Hamilton-Fairley D, Kiddy D, Anyaoku V, Koistinen R, Seppälä M, Franks S
Department of Obstetrics and Gynaecology, Imperial College of Science, Technology and Medicine, St Mary's Hospital Medical School, London, UK.
Clin Endocrinol (Oxf). 1993 Sep;39(3):363-7. doi: 10.1111/j.1365-2265.1993.tb02378.x.
We determined the relationship of short-term changes in circulating insulin concentrations, resulting from an oral glucose load, to those in both sex hormone binding globulin (SHBG) and insulin-like growth factor binding protein 1 (IGFBP-1) and assessed the effect of a short-term low calorie diet on the levels of SHBG and IGFBP-1 during an oral glucose tolerance test.
A within-group comparison of biochemical indices during an oral glucose tolerance test before and after calorie restriction.
Six obese women with polycystic ovary syndrome with mean (SD) BMI 34.2 (3.4) kg/m2 were studied before and after one month on a very low calorie diet (350 kcal/day; Cambridge diet). Each subject was given a 75-g oral glucose load after an overnight fast and blood samples were taken every 30 minutes for 3 hours. These were analysed for glucose, insulin, SHBG, and IGFBP-1.

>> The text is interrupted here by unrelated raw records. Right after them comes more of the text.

PR #125, opened 2021-03-17
Remove stringy dependency

bertramakers:
### Removed
 
- Removed stringy dependency


LucWollants (approved):
Another one bites the dust

PR #126, opened 2021-03-17
III-3816 Consistent error/exception logging

bertramakers:
### Added

- Added `/bin` to php-cs-fixer config
- Added some exception types to better identify user-caused exceptions

### Changed

- Almost all HTTP exceptions now get logged to a `/log/web.log` file (as well as Sentry), except for common user exceptions
- Almost all CLI exceptions now get logged to a `/log/cli.log` file (as well as Sentry), except for common user exceptions
- Sentry integration now happens via Sentry's Monolog handler
- Simplified logger instantiation of other log files

---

All the women lost weight (range 1.7-9.5 kg). The SHBG concentrations did not change significantly during the oral glucose tolerance test but there was a highly significant decline in IGFBP-1 levels both before (0 min, mean (SD) 27.3 (10.6); 180 min, 8.9 (4.2) micrograms/l) and after (0 min, 28.4 (12.1); 180 min, 6.2 (2.1) micrograms/l, P < 0.001) dieting. The sum of the SHBG concentrations during the test, however, was significantly lower prior (129.9 (40.5) nmol/l) to calorie restriction than after (164.3 (70.6) nmol/l), whereas there was no significant effect of dieting on the IGFBP-1 response to glucose.

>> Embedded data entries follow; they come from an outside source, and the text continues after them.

PR #144, opened 2021-04-19
III-3934 - Use index 'no' instead of 'not-analyzed' to bypass the 32kb limit

jdrieghe:
### Fixed
- Some events with a very large JSON-LD representation did not get indexed properly
 
---
Ticket: https://jira.uitdatabank.be/browse/III-3934

### DIFF
--- a/src/ElasticSearch/Operations/SchemaVersions.php
+++ b/src/ElasticSearch/Operations/SchemaVersions.php
@@ -6,6 +6,6 @@ namespace CultuurNet\UDB3\Search\ElasticSearch\Operations;
 
 final class SchemaVersions
 {
-    public const UDB3_CORE = 20210318153800;
+    public const UDB3_CORE = 20210419100800;
     public const GEOSHAPES = 20190111135400;
 }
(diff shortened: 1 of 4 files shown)


LucWollants (approved):
Will this require a full replay?

jdrieghe:
I think it's mostly to solve new documents already, but indeed. A re-index would not hurt I think.

bertramakers:
Thanks for picking this up! You will also have to increment the schema version, otherwise the change won't be picked up even when we re-index (at least locally where we use an idempotent command that checks the version and only creates a new index if the version is different - maybe Kristof does it differently on acc/test/prod): https://github.com/cultuurnet/udb3-search-service/blob/main/src/ElasticSearch/Operations/SchemaVersions.php

bertramakers:
And yes we will need a re-index, because the new mapping will only take effect when we create a new index with this mapping.

jdrieghe:
@bertramakers done

bertramakers (approved):

PR #156, opened 2021-06-10
III-4047 Simplify authentication middleware

LucWollants:
### Added
 
- Added custom `ApiProblem` classes for apiKey authentication
- Added `Consumer` value object
- Added new `AuthenticateRequest` middleware without api-guard dependency

### Removed
- Removed the `AuthenticateRequest` with the `cultuurnet/udb3-api-guard` dependency
- Removed the `cultuurnet/udb3-api-guard` dependency

### Changed
- Updated `OrganizerSearchController` to work with `Consumer`
- Updated `OfferSearchController` to work with a `Consumer`
- Use `Consumer` instead of `ApiKey` inside Sentry Handler
---

Ticket: https://jira.uitdatabank.be/browse/III-4047


src/Http/Authentication/ApiProblems/BlockedApiKey.php
```diff
@@ -0,0 +1,27 @@
...
+use CultuurNet\UDB3\Search\Http\ResponseFactory;
+use Psr\Http\Message\ResponseInterface;
+
+final class BlockedApiKey extends ApiProblem
+{
+    public function __construct(string $apiKey)
+    {
+        parent::__construct('Unauthorized', 'https://api.publiq.be/probs/auth/unauthorized');
+        $this->setStatus(401);
+        $this->setDetail('the provided api key ' . $apiKey . ' is blocked');
```
bertramakers, line 17: Nit: Maybe we should capitalize the start of the detail sentence? I.e. `The provided api key ...`?

bertramakers: I see you did it for `No x-api-key header or apiKey parameter found` down below, but not for the ones that start with `The provided api key ...`

app/Error/SentryHandlerScopeDecorator.php
```diff
@@ -55,7 +54,7 @@ public function handle(array $record): bool
         withScope(function (Scope $scope) use ($record, &$result): void {
             $scope->setTags(
                 [
-                    'api_key' => $this->apiKey->toString(),
+                    'id' => $this->consumer->getId(),
```
bertramakers: Just a minor suggestion: Maybe we should also add some kind of "consumer type" to the `Consumer` class, so that we can add it as a tag here. Possible values could for example be `uitidv1` (in this PR) and `auth0` (in a later PR). (Or just `uitid` instead of `uitidv1`, although we sometimes also use `uitidv2` as name for `auth0` internally 🤔)

bertramakers:
Very thorough PR, and the commits were super easy to follow along! 👏

bertramakers (approved):

app/Error/SentryHandlerScopeDecorator.php
bertramakers: (I'm going to check what "uitid v2" exactly means internally)

LucWollants: Yes, some extra "context" can be useful. Maybe we do that with the follow up [ticket](https://jira.uitdatabank.be/browse/III-4048) when we add clientId?

bertramakers: Sounds good!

The changes in insulin and SHBG concentrations found after dieting have been confirmed. SHBG levels, in contrast to IGFBP-1, do not change in response to a short-term increase in insulin or glucose concentrations. The difference in the response of the two binding proteins may be explained by differences in their half-lives in the circulation or the regulation of mRNA for the peptides by insulin. This study confirms that insulin regulates both SHBG and IGFBP-1 but that there is a difference in the time course of the response of the two proteins to insulin.
我们确定了口服葡萄糖负荷引起的循环胰岛素浓度短期变化与性激素结合球蛋白(SHBG)和胰岛素样生长因子结合蛋白1(IGFBP - 1)变化之间的关系,并评估了短期低热量饮食对口服葡萄糖耐量试验期间SHBG和IGFBP - 1水平的影响。

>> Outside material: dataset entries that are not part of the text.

PR #163, opened 2021-06-14
III-4048 Support clientId for Auth0 integration

LucWollants:
### Added
- Added `auth0/auth0-php` dependency
### Changed
- Extend `AuthenticateRequest` middleware with support for clientId
---
Ticket: https://jira.uitdatabank.be/browse/III-4048

### DIFF
--- a/src/Http/Authentication/ApiProblems/MissingSapiScope.php
+++ b/src/Http/Authentication/ApiProblems/MissingSapiScope.php
@@ -12,8 +12,8 @@ final class MissingSapiScope extends ApiProblem
 {
     public function __construct(string $clientId)
     {
-        parent::__construct('Unauthorized', 'https://api.publiq.be/probs/auth/unauthorized');
-        $this->setStatus(401);
+        parent::__construct('Forbidden', 'https://api.publiq.be/probs/auth/forbidden');
+        $this->setStatus(403);
         $this->setDetail('The provided client id ' . $clientId . ' has missing sapi3 scope');
     }
 
--- a/src/Http/Authentication/ApiProblems/MissingSapiScope.php
+++ b/src/Http/Authentication/ApiProblems/MissingSapiScope.php
@@ -1,0 +1,27 @@
+<?php
+
+declare(strict_types=1);
+
+namespace CultuurNet\UDB3\Search\Http\Authentication\ApiProblems;
+
+use Crell\ApiProblem\ApiProblem;
+use CultuurNet\UDB3\Search\Http\ResponseFactory;
+use Psr\Http\Message\ResponseInterface;
+
+final class MissingSapiScope extends ApiProblem
+{
+    public function __construct(string $clientId)
+    {
+        parent::__construct('Unauthorized', 'https://api.publiq.be/probs/auth/unauthorized');
+        $this->setStatus(401);
+        $this->setDetail('The provided client id ' . $clientId . ' has missing sapi3 scope');
+    }
+
+    public function toResponse(): ResponseInterface
+    {
+        return ResponseFactory::jsonLd(
+            $this->asArray(),
+            $this->getStatus()
+        );
+    }
+}
--- a/src/Http/Authentication/Auth0TokenGenerator.php
+++ b/src/Http/Authentication/Auth0TokenGenerator.php
@@ -1,0 +1,57 @@
+<?php
+
+declare(strict_types=1);
+
+namespace CultuurNet\UDB3\Search\Http\Authentication;
+
+use GuzzleHttp\Client;
+
+final class Auth0TokenGenerator
+{
+    /**
+     * @var Client
+     */
+    private $client;
+
+    /**
+     * @var string
+     */
+    private $domain;
+
+    /**
+     * @var string
+     */
+    private $clientId;
+
+    /**
+     * @var string
+     */
+    private $clientSecret;
+
+    public function __construct(Client $client, string $domain, string $clientId, string $clientSecret)
+    {
+        $this->domain = $domain;
+        $this->client = $client;
+        $this->clientId = $clientId;
+        $this->clientSecret = $clientSecret;
+    }
+
+    public function newToken(): string
+    {
+        $response = $this->client->post(
+            'https://' . $this->domain . '/oauth/token',
+            [
+                'headers' => ['content-type' => 'application/x-www-form-urlencoded'],
+                'body' => sprintf(
+                    'grant_type=client_credentials&client_id=%s&client_secret=%s&audience=%s',
+                    $this->clientId,
+                    $this->clientSecret,
+                    'https://' . $this->domain . '/api/v2/'
+                ),
+            ]
+        );
+
+        $res = json_decode($response->getBody()->getContents(), true);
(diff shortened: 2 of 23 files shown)


src/Http/Authentication/Auth0TokenGenerator.php
```diff
@@ -0,0 +1,57 @@
...
+        $this->clientId = $clientId;
+        $this->clientSecret = $clientSecret;
+    }
+
+    public function newToken(): string
+    {
+        $response = $this->client->post(
+            'https://' . $this->domain . '/oauth/token',
+            [
+                'headers' => ['content-type' => 'application/x-www-form-urlencoded'],
```
bertramakers: Nit: You should also be able to do this with a JSON body. That's maybe easier?

bertramakers: You can see an example on https://publiq.stoplight.io/docs/authentication/docs/client-access-token.md
The tokens you need to communicate with the management API are the same as the machine-to-machine tokens for clients that want to access our APIs. The only difference is that the client you're using here has access to the management API while other clients do not.
(Ignore the part about scopes, that is not relevant and will also be removed soon.)

LucWollants: That also works and is indeed more readable and a better fit the kind of Auth0 consumer SAPI3 is.

src/Http/Authentication/AuthenticateRequest.php
```diff
@@ -41,12 +49,42 @@ public function process(ServerRequestInterface $request, RequestHandlerInterface
...
         }
 
+        return $this->handleApiKey($request, $handler, $apiKey);
+    }
+
+    private function handleClientId(ServerRequestInterface $request, RequestHandlerInterface $handler, string $clientId): ResponseInterface
+    {
+        try {
+            $metadata = $this->auth0Client->getMetadata($clientId, $this->auth0Client->getToken());
+        } catch (Exception $exception) {
```
bertramakers, line 71: I remember that we said not to reject a client id when Auth0 is down. Is there a way to differentiate exceptions here between "the client does not exist" and "auth0 is down"?

bertramakers: I would assume that if auth0 is down we don't get a 4xx error, but either a 5xx or no real response at all (not sure how Guzzle handles that)

LucWollants: I will try to simulate this with an invalid endpoint or url.

src/Http/Authentication/AuthenticateRequest.php
```diff
@@ -41,12 +50,42 @@ public function process(ServerRequestInterface $request, RequestHandlerInterface
...
+
+    private function handleClientId(ServerRequestInterface $request, RequestHandlerInterface $handler, string $clientId): ResponseInterface
+    {
+        try {
+            $client = $this->auth0Management->clients()->get($clientId, ['client_id', 'client_metadata'], true);
+        } catch (Exception $exception) {
+            return (new InvalidClientId($clientId))->toResponse();
+        }
+
+        if (empty($client['client_metadata']['sapi3'])) {
```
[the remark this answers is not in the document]
LucWollants: If we keep the "true/false" approach I will also do a typecast to boolean.
If we take the separated string approach I will adapt to that approach.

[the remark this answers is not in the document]
bertramakers: We are going with the separated string approach, because the `true/false` approach would make us run into the limit of max 10 properties inside the metadata quickly. (Especially because we also use 2 other properties already in some clients, and might need some more in other clients)

src/Http/Authentication/AuthenticateRequest.php
bertramakers: Since it can be hard to predict what we will get back when Auth0 is actually down (vs an invalid endpoint), we could maybe only consider the client id invalid if the response code is in the 4xx range? Since that indicates specifically that there is a problem with the client id, instead of a problem with Auth0 itself.

src/Http/Authentication/ApiProblems/MissingSapiScope.php
```diff
@@ -0,0 +1,27 @@
...
+
+declare(strict_types=1);
+
+namespace CultuurNet\UDB3\Search\Http\Authentication\ApiProblems;
+
+use Crell\ApiProblem\ApiProblem;
+use CultuurNet\UDB3\Search\Http\ResponseFactory;
+use Psr\Http\Message\ResponseInterface;
+
+final class MissingSapiScope extends ApiProblem
```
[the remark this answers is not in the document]
LucWollants: Renamed to `NotAllowedToUseSapi`

src/Http/Authentication/AuthenticateRequest.php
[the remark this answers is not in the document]
LucWollants: Used the new `public-apis` list

src/Http/Authentication/AuthenticateRequest.php
LucWollants: I tried with an invalid domain and `ConnectionException` seems to be the desired exception to implement this bypass of the validation

bertramakers: Is that also for responses that have a 5xx status?
Because I think we need to account for either Auth0 not being reachable at all (connection exceptions), and Auth0 returning internal errors (500, 503, ...)

bertramakers: Oh and maybe timeout exceptions are also another kind?

LucWollants: We could also take another approach and add a configuration to disable apiKey and/or clientId validation?

bertramakers: That already exists I think? But it requires manual intervention then (both to disable and re-enable). I think that we should be good if we disable the automatic exception throwing from Guzzle, and then check the response code ourselves. If it's 404 we return a Forbidden (client does not exist), if it's 200 we check the metadata like we do now, and if it's anything else we temporarily allow it? And we should then still have a try/catch around it for connection exceptions I think, because a timeout for example doesn't return a response I imagine.

LucWollants: I proposed the manual intervention to keep the code simple and avoid possible edge-cases were we would always allow access. So in case Auth0 goes down we have a "emergency plan" and disable the `Auth0` check inside `udb3-search`?

LucWollants: @bertramakers I reworked the code to closely match your proposal:
- I disabled Guzzle exceptions
- Everything else then a 200 response code returned from Auth0 is treated as missing metadata and results in an `InvalidClientId`
- A `ConnectionException` is still handled and is equivalent to Auth0 being down
- Other possible exceptions are ignored and bubble up to make sure coding/logical errors are not missed

LucWollants: @bertramakers as discussed the 500 HTTP errors are handled as ConnectionException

热量限制前后口服葡萄糖耐量试验期间生化指标的组内比较。
对6名患有多囊卵巢综合征的肥胖女性进行研究,她们的平均(标准差)体重指数为34.2(3.4)kg/m²,在接受极低热量饮食(350千卡/天;剑桥饮食)1个月前后进行观察。每位受试者在空腹过夜后给予75克口服葡萄糖负荷,并在3小时内每30分钟采集一次血样。对这些血样进行葡萄糖、胰岛素、SHBG和IGFBP - 1分析。
所有女性体重均减轻(范围为1.7 - 9.5千克)。口服葡萄糖耐量试验期间,SHBG浓度无显著变化,但节食前后IGFBP - 1水平均显著下降(节食前:0分钟时,平均(标准差)为27.(10.6);180分钟时,为8.9(4.2)微克/升;节食后:0分钟时,为28.4(12.1);180分钟时,为6.2(2.1)微克/升,P < 0.001)。然而,试验期间SHBG浓度总和在热量限制前(129.9(40.5)纳摩尔/升)显著低于热量限制后((164.3(70.6)纳摩尔/升),而节食对IGFBP - 1对葡萄糖的反应无显著影响。
节食后胰岛素和SHBG浓度的变化得到证实。与IGFBP - 1不同,SHBG水平不会因胰岛素或葡萄糖浓度短期升高而改变。两种结合蛋白反应的差异可能是由于它们在循环中的半衰期不同,或胰岛素对肽段mRNA的调控不同。本研究证实胰岛素对SHBG和IGFBP - 1都有调节作用,但两种蛋白对胰岛素反应的时间进程存在差异。